Tuesday, April 27, 2010

Chinas Economic Growth Points to Possible Currency Revaluation

China’s GDP grew at an annualized rate of 11.9% in the first quarter of the year and experts now predict this may lead to an earlier revaluation of the Yuan on the international currency (forex online) market. The rate of expansion was the fastest seen since 2007 and was slightly higher than expected, while consumer price inflation was surprisingly low at 2.2%. Consumer prices rose 2.4% in March compared to a year earlier.

The figures have helped fuel a debate among experts about whether the recent fiscal stimulus package could be contributing to the risk of an overheating economy. They will also complicate debate in Beijing about when to raise interest rates, which were cut in 2008 to counteract the effects of the global financial downturn.

Cheap plentiful loans are helping to push up housing prices and leading to fears of a bubble. The government has increased mortgage rates and introduced a new sales tax on homes to counteract this effect. Economists say that the GDP figures would now justify firmer measures to reduce inflation.

“We think in absence of a dramatic fall in external demand, it is critical for the government to tighten policy more decisively than they have been doing in order to prevent overheating,” Goldman Sachs economists Yu Song and Helen Qiao said in a note to clients.
However the low rate of inflation has fuelled speculation that there will be a currency revaluation. Either policy-that is a rise in interest rates or an increase in the value of the Yuan-could be used to help slow the Chinese economy.

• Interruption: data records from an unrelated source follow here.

PR #4848, opened 2023-10-22
Easter Rework Revival

Qwertypop04:
Revival of #4792 

## Description
Making easter event more fun!
Keeping the questline. Forcing players to redo it. I have changed the text to match the new event.
After the questline has been completed, instead of just getting a free pokemon, the real egg hunt starts!

Pikachu (Easter) will roam the dungeons of Kanto
Togepi (Flowering Crown) will roam the dungeons of Johto
Torchic (Egg) will roam the dungeons of Hoenn
When I say "roam the dungeons", I am using the code Jaaslet wrote for max raids. I have selected 6 semi-random dungeons in each of the regions. The pokemon will spawn as a dungeon boss in a random of them. Each time you defeat the Pokemon, it will move to a random dungeon on the list.

This PR also changes "Surprise Togepi" to "Togepi (Flowering Crown)". It's the only non-canon alt form that most of the crew agrees that is fine to replace, so far. The form uses the same ID, so it's a smooth transition.

All 3 pokemon is drawn by Drakay.

Pikachu is from the TCG, Togepi is from PoGo and Torchic is from some official merchandise

## Motivation and Context
Part two of Jaaslet's "make events more interesting, without needing to create new mechanics for them".
It feels like an easter hunt. You might still see the easter part of the event, even after the quest is completed.
Added two more, because a full event for just 1 pokemon is a bit boring. Was considering adding one of them as something else, but think this fits well to use the 3 regions the quest is in. So if we want more variation for the event, we can add 1-2 more mons in another PR.
Only one region per Pokemon, because else the hunt would be too hard/annoying. Hopefully this level of difficulty is fine. Else we can make sure they show up in 2 dungeons at a time. But I think that is a post-release discussion.

## How Has This Been Tested?
Tested that the quest still functions correctly, and the Pokemon shift dungeons every time they are defeated

## Types of changes
- Event Improvement


CypherX (approved):
Played through everything, looks good

src/scripts/dungeons/Dungeon.ts
```diff
@@ -3606,6 +3740,14 @@ dungeonList['Sealed Chamber'] = new Dungeon('Sealed Chamber',
         new DungeonBossPokemon('Regirock', 4500000, 20, {requirement: new QuestLineStepCompletedRequirement('The Three Golems', 8)}),
         new DungeonBossPokemon('Regice', 4500000, 20, {requirement: new QuestLineStepCompletedRequirement('The Three Golems', 8)}),
         new DungeonBossPokemon('Registeel', 4500000, 20, {requirement: new QuestLineStepCompletedRequirement('The Three Golems', 8)}),
+        new DungeonBossPokemon('Togepi (Flowering Crown)', 2700000, 23, {
```
DreamNya, line 3743: I think here should be 'Torchic (Egg)'

DreamNya: And it seems that `new PokemonDefeatedSelectNRequirement('Pikachu (Easter)', 4, 6, 1)` is missing, causing Pikachu to disappear in Kanto

PR #4849, opened 2023-10-23
Fix Hopo berry mutation being visible when not available

CypherX:
## Description
When the Hopo berry was added to the game code its mutation was added to the list before Kasib and Starf but no update function was added to shift the mutation index. This caused the Kasib `hintSeen` value to be transferred to Hopo resulting in Hopo being visible in the berrydex along with its mutation hint if the player had previously seen the hint for Kasib.

This PR does two things:
- Updates the 0.10.11 update function (when Hopo was added) to correctly shift the mutation indexes.
- Sets the `hintSeen` value for Hopo to false in the 0.10.16 update function.

Note that the index differs in the two changes - Snover berry was added in between.

## Motivation and Context
Hopo berry is not currently available so it should not be visible.

## How Has This Been Tested?
Loaded a save from 10.6 that has seen the Kasib hint, Hopo no longer appears in the berrydex.
Loaded a save with Hopo berry visible in the berrydex, after the update is applied it is no longer visible.

## Types of changes
- Bug fix


osherwott (approved):
Looks good

Qwertypop04 (approved):

PR #4850, opened 2023-10-23
Changed Thunderstorm Weight from 5 to 10

EatPant2nd:
## Description

Changed Thunderstorm Weight from 5 to 10 so it's more in line with the other weather types. 

## Motivation and Context

Thunderstorm being weight 5 was odd and it also caused issues with a quest line in Hoenn where, sometimes, people had to wait more than a week to complete it.

## How Has This Been Tested?

Checked the Weather Institute Forecast to see the changes.

## Screenshots (optional):

Before:
thunderstorm-2

With weight 10:
thunderstorm-1

## Types of changes

- I dunno, weather.


Aegyo (approved):
🌩

PR #4851, opened 2023-10-23
Fix for occasional Mine TypeError 

umbralOptimatum:
Fixed `Mine.loadSavedMine()` having the timeout call `Mine.checkCompleted()` in the global context, breaking its `this` references.


CypherX (approved):
Have never seen this error myself or reported anywhere but can confirm it exists and this fixes it

PR #4852, opened 2023-10-23
Click attack performance improvements

umbralOptimatum:
`Party.calculateClickAttack()` currently iterates over the entire party list every time it is called, up to 20 times per second. The party's base click attack changes far less often (a couple thousand times per save file) so I moved that code to a pureComputed. Performance testing shows this approximately doubles the speed of the method, going from ~2.7 ms to ~1.4 ms.


CypherX:
#4846 includes some changes to how click attack is calculated to support modifying the contribution of a single pokemon, those changes also increased the speed of the function. I also tested a pureComputed to hold the base click attack, like you did, on top of those changes but it didn't seem to increase performance any further

PR #4855, opened 2023-10-30
Added Ice Type to Santa Snorlax

EatPant2nd:
## Description

Since a few Event Pokémon have an added or modified second Type, I added Ice to Santa Snorlax due to Christmas, snow, and all that. Plus, it makes the Pokémon a bit more interesting like this.

## Motivation and Context

Other Event Pokémon also have gotten type changes like the Halloween Pokémon.

## How Has This Been Tested?

Checked the Pokédex, damage calculator, and the hatchery. Displays and works fine.

## Screenshots (optional):

santa-ice

## Types of changes

- Ice.


Qwertypop04 (approved):
Looks cool, thanks for the PR!

PR #5242, opened 2024-05-08
Allow resuming paused quest lines regardless of requirements

CypherX:
## Description
Follow-up to #5228. Some players paused the bugged Egg Hunt quest line to wait for a fix, but would be unable to resume it until the next time the event came around or by using the event calendar to activate the event early.

This allows paused quest lines to be resumed even if the requirements to start the quest line are no longer met.

## How Has This Been Tested?
Activated and paused the Egg Hunt quest line, checked the bulletin board and it was not available to resume. Reloaded with this fix, and now the quest line was available to resume.

## Types of changes
- Bug fix


Qwertypop04 (approved):

PR #5248, opened 2024-05-09
Quick fix for region travel bug

umbralOptimatum:
Fixes changing regions from a subregion sending you to a town outside the destination region. A more general fix can wait until daylight hours, pretty sure I've addressed this in #5002 already and can pull those changes out


CypherX (approved):
Moving to a new region from a sub-region appears to be working correctly now. Using +/- while on a route and moving between sub-regions is still busted but that can be fixed in a different PR

PR #5249, opened 2024-05-09
Quick fix for subregion move issue

umbralOptimatum:
Fixed switching routes via hotkey across subregions causing an invalid route state. More complete fixes and prevention in #5002.


CypherX (approved):
Fix looks good, thanks. Had to remove the added route check and `throw` or the game wouldn't load. `Battle.generateNewEnemy()` gets called on game initialization and it was causing the game to not load.

PR #5255, opened 2024-05-12
Add double battles

RedzepR:
## Description

Temp battles, dungeon battles and gym battles can have the double battle flag
Similar to the mainline game dealing damage to two mons makes it that both of them take 0.75x of the usual amount. When only one pokemon is alive it takes the full 100%
To not change the difficulty of each double battle i multiplied their health by 1.5x (as you do 0.75x to 2 pokemon at the same time), which may not be desireable and/or needs further look into

## Motivation and Context

Double battles are a core mechanic in the game for about 20 years now (first appearing in RSE) but pokeclicker didnt implement them yet. 

## How Has This Been Tested?

Cleared temp battles with double battles
Cleared temp battles with double battles with shadows
Cleared dungeons with double battle (regular and boss)
Cleared dungeons with double battle with shadows
Cleared gym battles with double battles

Would greatly appreciate further testing as a lot of internal battle logic has been touched

## Screenshots (optional):

image

## Types of changes

- type of battle


RedzepR:
> IMO it would be far better to make `enemyPokemon` an array and handle it with loops.

Oh yeah i like that. It would require a bit of refactoring but result in overall better code. (Also it gives the base for inevitable triple battle /j)

> I can absolutely see salt from encountering a shiny or roamer and having it faint first.

Both mons get caught on the same time (shadow trainers with 2+ shadows can make this happen)

RedzepR:
Closed this PR to reopen at another time, wanna start with a fresh branch and cleaner mindset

Unlike a host of its Asian counterparts, including India and Malaysia, China has kept its benchmark interest rates unchanged, even as it leads the way in the global economic recovery. Until now the central bank has relied on curbing credit growth rather than acting on interest rates or the exchange rate to keep the economy on an even keel.

China has been under persistent pressure from President Obama to address the Yuan, which many commentators say is undervalued and gives the Chinese an unfair advantage in export markets. The Yuan’s exchange rate has been pegged to that of the US Dollar since July 2008 to shield the Chinese economy from the worst effects of the global economic downturn. However the strength of the Chinese recovery has fueled criticism of this policy.

On Thursday the Chinese Commerce Ministry reaffirmed its opposition to a stronger Yuan, saying that it would do nothing to ease the problem of near double digit US unemployment.

If the Chinese government is successful at keeping growth at a manageable rate, China is likely to overtake Japan as the world’s second biggest economy this year. Li Xiaochao, spokesman for China’s National Bureau of Statistics, told reporters in Beijing that the “momentum of national economic recovery” had further expanded and there was “a good foundation for reaching the targets set for the whole year”.